BEGIN Records provided
PR #1317, opened 2024-05-06
chore(v2-migration): Migrate navigation to v2

tomaszdurka:


libs/navigation/api/src/lib/navigation.service.ts
Itrulia, line 1: Missing dataloader & decorators

libs/navigation/api/src/lib/navigation.service.ts
```diff
@@ -0,0 +1,66 @@
...
+
+  async getNavigations() {
+    return this.prisma.navigation.findMany({
+      orderBy: {createdAt: 'desc'},
+      include: {links: true}
+    })
+  }
+
+  async createNavigation(input: CreateNavigationInput) {
+    const {links, ...data} = input
```
Itrulia, line 31:
```suggestion
    const {links, ...data} = input
    
```

libs/navigation/api/src/lib/navigation.service.spec.ts
```diff
@@ -0,0 +1,75 @@
...
+      providers: [NavigationService, {provide: PrismaClient, useValue: prismaMock}]
+    }).compile()
+
+    service = module.get<NavigationService>(NavigationService)
+  })
+
+  it('should get a navigation by id', async () => {
+    prismaMock.navigation.findUnique.mockResolvedValueOnce({})
+    await service.getNavigationById('123')
+    expect(prismaMock.navigation.findUnique).toHaveBeenCalled()
```
Itrulia, line 33: Already tested by line below (same as the other tests)

libs/navigation/api/src/lib/navigation.resolver.ts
END Records provided
**Aim of the exercise:**
Every line of the material is to be transcribed exactly.

**Solution:**
PR #1317, opened 2024-05-06
chore(v2-migration): Migrate navigation to v2

tomaszdurka:


libs/navigation/api/src/lib/navigation.service.ts
Itrulia, line 1: Missing dataloader & decorators

libs/navigation/api/src/lib/navigation.service.ts
```diff
@@ -0,0 +1,66 @@
...
+
+  async getNavigations() {
+    return this.prisma.navigation.findMany({
+      orderBy: {createdAt: 'desc'},
+      include: {links: true}
+    })
+  }
+
+  async createNavigation(input: CreateNavigationInput) {
+    const {links, ...data} = input
```
Itrulia, line 31:
```suggestion
    const {links, ...data} = input
    
```

libs/navigation/api/src/lib/navigation.service.spec.ts
```diff
@@ -0,0 +1,75 @@
...
+      providers: [NavigationService, {provide: PrismaClient, useValue: prismaMock}]
+    }).compile()
+
+    service = module.get<NavigationService>(NavigationService)
+  })
+
+  it('should get a navigation by id', async () => {
+    prismaMock.navigation.findUnique.mockResolvedValueOnce({})
+    await service.getNavigationById('123')
+    expect(prismaMock.navigation.findUnique).toHaveBeenCalled()
```
Itrulia, line 33: Already tested by line below (same as the other tests)

libs/navigation/api/src/lib/navigation.resolver.ts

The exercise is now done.